Studio album by Stellar Kart
- Released: July 25, 2006
- Studio: Paragon Studios and Sound Kitchen (Franklin, Tennessee) Bletchley Park and The Carport (Nashville, Tennessee);
- Genre: Punk rock, pop punk, power pop
- Label: Word Entertainment
- Producer: Ian Eskelin

Stellar Kart chronology
| All Gas. No Brake. (2005) | We Can't Stand Sitting Down (2006) | Expect the Impossible (2008) |

= We Can't Stand Sitting Down =

We Can't Stand Sitting Down is the second studio album by the Christian pop punk band, Stellar Kart. The album was officially released on July 25, 2006 under Word Entertainment records.

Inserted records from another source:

PR #7007, opened 2024-04-30
add check for neuron root comm id if not set

aws-kingrj:
We don't want to always overwrite this env var, so add a check to see if it's set

### DIFF
--- a/torch_xla/_internal/neuron.py
+++ b/torch_xla/_internal/neuron.py
@@ -5,8 +5,9 @@ import logging
 def num_local_processes() -> int:
   if 'MASTER_ADDR' not in os.environ:
     logging.warning("MASTER_ADDR not setting, defaulting to localhost")
-  os.environ['NEURON_RT_ROOT_COMM_ID'] = '{}:{}'.format(
-      os.environ.get('MASTER_ADDR', 'localhost'), '62182')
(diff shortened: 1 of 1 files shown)


torch_xla/_internal/neuron.py
```diff
@@ -5,8 +5,9 @@
 def num_local_processes() -> int:
   if 'MASTER_ADDR' not in os.environ:
     logging.warning("MASTER_ADDR not setting, defaulting to localhost")
-  os.environ['NEURON_RT_ROOT_COMM_ID'] = '{}:{}'.format(
-      os.environ.get('MASTER_ADDR', 'localhost'), '62182')
+  if os.environ.get("NEURON_RT_ROOT_COMM_ID", None) is None:
```
will-cromar, line 8: nit: I suggest `dict.setdefault` here instead https://docs.python.org/3.12/library/stdtypes.html#dict.setdefault

will-cromar (approved):

torch_xla/_internal/neuron.py
aws-kingrj: Only added in Python 3.12 though right? we are still using versions 3.8-3.10

will-cromar: `setdefault` has been around for a long time. It's in the docs for 3.8 too https://docs.python.org/3.8/library/stdtypes.html#dict.setdefault

PR #7011, opened 2024-05-01
Fix q dtype in paged attention kernel

wonjoolee95:
Fix q dtype in paged attention kernel:
1. At `if (num_heads // num_kv_heads) % 8 != 0`, we should've set q's dtype to float32.
    - Reference: [jax kernel #1](https://github.com/google/jax/blob/main/jax/experimental/pallas/ops/tpu/paged_attention/paged_attention_kernel.py#L393)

The song "Me and Jesus" won the 2007 Dove Award for "Rock/Contemporary Recorded Song".

Professional ratings
Review scores
| Source | Rating |
| Allmusic | link |
| Christianity Today | link |
| Cross Rhythms | link |
| Jesus Freak Hideout | link |
| The Phantom Tollbooth | link |

==Track listing==

Album release
| No. | Title | Writer(s) | Length |
|---|---|---|---|
| 1. | "Procrastinating" |  | 2:41 |
| 2. | "Activate" | Agee, Ian Eskelin | 3:15 |
| 3. | "Me and Jesus" | Agee, Eskelin | 3:24 |
| 4. | "Lose Control" | Agee, Eskelin | 2:47 |
| 5. | "Hold On" |  | 3:23 |
| 6. | "Always Waiting" |  | 2:42 |
| 7. | "Only Wanted" |  | 2:58 |
| 8. | "Finding Out" |  | 2:43 |
| 9. | "Wishes and Dreams" |  | 3:53 |
| 10. | "I'm Pretty Good" |  | 2:24 |
| 11. | "I Wanna Live" |  | 3:18 |
| 12. | "Angels In Chorus" | Agee, Eskelin | 3:05 |
| 13. | "Hold On" (Remix) |  | 4:04 |
| Total length: |  |  | 40:52 |

Family Christian Stores bonus track
| No. | Title | Writer(s) | Length |
|---|---|---|---|
| 14. | "Lifeguard" | Agee, Eskelin | 3:32 |

== Personnel ==

Stellar Kart
- Adam Agee – vocals, guitars
- Cody Pellerin – guitars
- Brian Calcara – bass guitar
- Jordan Messer – drums

=== Production ===
- Otto Price – executive producer, A&R direction
- Ian Eskelin – producer
- Barry Weeks – additional production, recording, vocal engineer
- Jordan Richter – recording
- Russ Long – engineer (5, 12)
- Ben Phillips – engineer (5, 12)
- J.R. McNeely – mixing
- Adam Deane – mix assistant
- Dan Shike – mastering at Tone and Volume Mastering (Nashville, Tennessee)
- Cheryl H. McTyre – A&R administration

== Awards ==
In 2007, the album was nominated for a Dove Award for Rock/Contemporary Album of the Year at the 38th GMA Dove Awards.